Start of EXERCISE DATA

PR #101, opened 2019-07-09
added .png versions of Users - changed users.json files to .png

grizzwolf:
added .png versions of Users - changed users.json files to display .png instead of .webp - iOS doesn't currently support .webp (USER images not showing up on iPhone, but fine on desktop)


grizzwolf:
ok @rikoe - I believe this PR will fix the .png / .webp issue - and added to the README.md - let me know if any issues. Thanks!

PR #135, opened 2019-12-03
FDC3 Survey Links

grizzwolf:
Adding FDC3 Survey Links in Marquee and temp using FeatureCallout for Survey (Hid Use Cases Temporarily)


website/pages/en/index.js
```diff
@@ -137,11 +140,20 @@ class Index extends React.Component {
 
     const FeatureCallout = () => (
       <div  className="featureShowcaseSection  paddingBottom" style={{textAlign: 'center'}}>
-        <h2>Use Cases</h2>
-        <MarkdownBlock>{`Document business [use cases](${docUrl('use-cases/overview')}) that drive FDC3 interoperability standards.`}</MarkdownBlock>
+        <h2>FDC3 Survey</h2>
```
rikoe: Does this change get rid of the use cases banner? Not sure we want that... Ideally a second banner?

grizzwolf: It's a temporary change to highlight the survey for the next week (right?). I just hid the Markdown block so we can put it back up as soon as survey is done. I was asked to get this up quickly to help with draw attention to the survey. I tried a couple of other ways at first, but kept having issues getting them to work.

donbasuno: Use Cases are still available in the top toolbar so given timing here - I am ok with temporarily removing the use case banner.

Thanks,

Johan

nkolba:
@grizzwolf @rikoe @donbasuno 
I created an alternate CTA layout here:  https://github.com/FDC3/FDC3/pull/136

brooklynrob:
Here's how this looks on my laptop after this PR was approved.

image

End of EXERCISE DATA
Start of EXERCISE DATA

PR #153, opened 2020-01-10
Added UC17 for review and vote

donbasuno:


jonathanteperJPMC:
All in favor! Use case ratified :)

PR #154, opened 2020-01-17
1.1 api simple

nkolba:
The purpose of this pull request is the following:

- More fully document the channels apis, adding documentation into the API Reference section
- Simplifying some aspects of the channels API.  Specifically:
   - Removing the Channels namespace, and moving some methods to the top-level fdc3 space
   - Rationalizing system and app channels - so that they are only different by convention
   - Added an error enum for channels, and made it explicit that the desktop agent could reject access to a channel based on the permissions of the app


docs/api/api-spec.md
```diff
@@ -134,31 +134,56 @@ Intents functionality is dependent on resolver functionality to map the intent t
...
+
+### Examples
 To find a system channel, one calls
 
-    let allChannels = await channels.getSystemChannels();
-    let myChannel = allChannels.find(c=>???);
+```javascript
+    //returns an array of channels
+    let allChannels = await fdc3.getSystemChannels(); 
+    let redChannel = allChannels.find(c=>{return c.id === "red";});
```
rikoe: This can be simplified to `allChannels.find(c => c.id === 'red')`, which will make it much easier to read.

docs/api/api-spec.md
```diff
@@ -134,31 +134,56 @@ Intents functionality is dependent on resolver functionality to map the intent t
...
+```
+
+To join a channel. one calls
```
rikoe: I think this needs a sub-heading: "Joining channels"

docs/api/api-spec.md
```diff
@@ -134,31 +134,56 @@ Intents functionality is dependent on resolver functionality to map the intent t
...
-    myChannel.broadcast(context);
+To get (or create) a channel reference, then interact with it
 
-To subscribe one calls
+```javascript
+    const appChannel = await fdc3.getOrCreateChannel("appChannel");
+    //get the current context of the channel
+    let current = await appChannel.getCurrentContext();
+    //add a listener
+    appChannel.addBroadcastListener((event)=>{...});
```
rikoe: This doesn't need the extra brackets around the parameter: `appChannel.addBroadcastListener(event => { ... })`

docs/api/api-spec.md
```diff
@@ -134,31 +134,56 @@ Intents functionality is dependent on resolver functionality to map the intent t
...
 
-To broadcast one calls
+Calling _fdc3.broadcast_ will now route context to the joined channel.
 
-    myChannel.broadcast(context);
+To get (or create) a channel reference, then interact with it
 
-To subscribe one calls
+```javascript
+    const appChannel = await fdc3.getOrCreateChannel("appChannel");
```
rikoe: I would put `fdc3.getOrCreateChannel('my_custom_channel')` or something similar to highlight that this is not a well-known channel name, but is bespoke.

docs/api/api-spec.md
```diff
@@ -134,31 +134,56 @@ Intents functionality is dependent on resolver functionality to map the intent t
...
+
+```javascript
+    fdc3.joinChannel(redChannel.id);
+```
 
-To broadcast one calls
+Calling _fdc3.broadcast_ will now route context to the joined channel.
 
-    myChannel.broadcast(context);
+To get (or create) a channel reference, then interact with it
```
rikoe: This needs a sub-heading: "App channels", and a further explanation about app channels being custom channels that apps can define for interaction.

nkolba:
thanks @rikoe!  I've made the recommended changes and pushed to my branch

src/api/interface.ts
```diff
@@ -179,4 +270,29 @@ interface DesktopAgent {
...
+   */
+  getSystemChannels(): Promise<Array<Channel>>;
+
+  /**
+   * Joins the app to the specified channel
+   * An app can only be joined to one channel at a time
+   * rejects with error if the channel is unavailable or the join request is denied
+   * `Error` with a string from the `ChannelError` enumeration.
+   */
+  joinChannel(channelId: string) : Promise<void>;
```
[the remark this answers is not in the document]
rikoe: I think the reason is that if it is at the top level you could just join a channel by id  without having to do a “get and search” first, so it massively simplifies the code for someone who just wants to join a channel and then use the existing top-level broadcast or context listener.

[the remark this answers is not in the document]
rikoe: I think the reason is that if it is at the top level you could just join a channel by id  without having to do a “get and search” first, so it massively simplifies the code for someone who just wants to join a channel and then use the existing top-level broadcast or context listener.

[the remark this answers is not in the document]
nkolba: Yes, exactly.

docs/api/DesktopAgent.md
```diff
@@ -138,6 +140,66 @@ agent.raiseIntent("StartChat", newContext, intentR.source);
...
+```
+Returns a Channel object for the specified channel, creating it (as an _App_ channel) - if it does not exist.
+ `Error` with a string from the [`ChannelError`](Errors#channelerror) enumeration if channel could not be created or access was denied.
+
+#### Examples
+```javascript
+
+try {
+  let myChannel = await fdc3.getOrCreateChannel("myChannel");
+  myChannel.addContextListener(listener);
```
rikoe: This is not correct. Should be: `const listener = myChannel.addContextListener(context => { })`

End of EXERCISE DATA
Start of EXERCISE DATA

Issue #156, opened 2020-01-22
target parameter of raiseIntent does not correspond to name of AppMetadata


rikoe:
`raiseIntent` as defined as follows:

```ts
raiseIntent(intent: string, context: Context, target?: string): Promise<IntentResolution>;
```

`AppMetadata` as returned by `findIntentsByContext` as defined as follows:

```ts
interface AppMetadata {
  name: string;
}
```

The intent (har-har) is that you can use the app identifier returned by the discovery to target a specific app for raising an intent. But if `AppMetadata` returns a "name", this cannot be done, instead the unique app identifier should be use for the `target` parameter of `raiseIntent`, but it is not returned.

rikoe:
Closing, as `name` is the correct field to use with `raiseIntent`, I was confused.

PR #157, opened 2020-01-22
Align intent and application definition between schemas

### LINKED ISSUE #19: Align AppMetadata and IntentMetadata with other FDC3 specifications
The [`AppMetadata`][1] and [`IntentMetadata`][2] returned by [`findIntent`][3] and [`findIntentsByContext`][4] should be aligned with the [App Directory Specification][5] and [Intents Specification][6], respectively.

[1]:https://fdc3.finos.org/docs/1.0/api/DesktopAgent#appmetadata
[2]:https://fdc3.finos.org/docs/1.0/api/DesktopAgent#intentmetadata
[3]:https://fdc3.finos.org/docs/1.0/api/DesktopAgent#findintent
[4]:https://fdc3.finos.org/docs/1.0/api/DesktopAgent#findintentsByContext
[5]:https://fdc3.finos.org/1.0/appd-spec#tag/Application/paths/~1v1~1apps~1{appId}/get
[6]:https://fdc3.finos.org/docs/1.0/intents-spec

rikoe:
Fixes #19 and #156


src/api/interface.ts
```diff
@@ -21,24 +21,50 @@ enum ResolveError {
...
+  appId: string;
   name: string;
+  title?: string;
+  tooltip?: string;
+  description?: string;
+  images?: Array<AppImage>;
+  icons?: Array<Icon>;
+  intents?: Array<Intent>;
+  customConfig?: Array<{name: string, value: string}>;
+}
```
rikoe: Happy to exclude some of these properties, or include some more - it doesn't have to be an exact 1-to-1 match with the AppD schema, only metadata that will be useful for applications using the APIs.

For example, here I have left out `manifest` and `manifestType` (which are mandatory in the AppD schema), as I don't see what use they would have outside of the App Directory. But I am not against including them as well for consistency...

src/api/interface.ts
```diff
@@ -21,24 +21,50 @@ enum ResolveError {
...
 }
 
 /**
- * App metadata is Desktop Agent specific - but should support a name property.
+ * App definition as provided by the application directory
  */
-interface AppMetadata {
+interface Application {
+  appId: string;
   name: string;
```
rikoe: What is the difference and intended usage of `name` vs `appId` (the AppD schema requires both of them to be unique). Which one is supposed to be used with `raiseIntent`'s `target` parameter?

End of EXERCISE DATA

Give the number of lines in the material above that have the word "access" in them, and nothing more.

## RESPONSE BELOW
2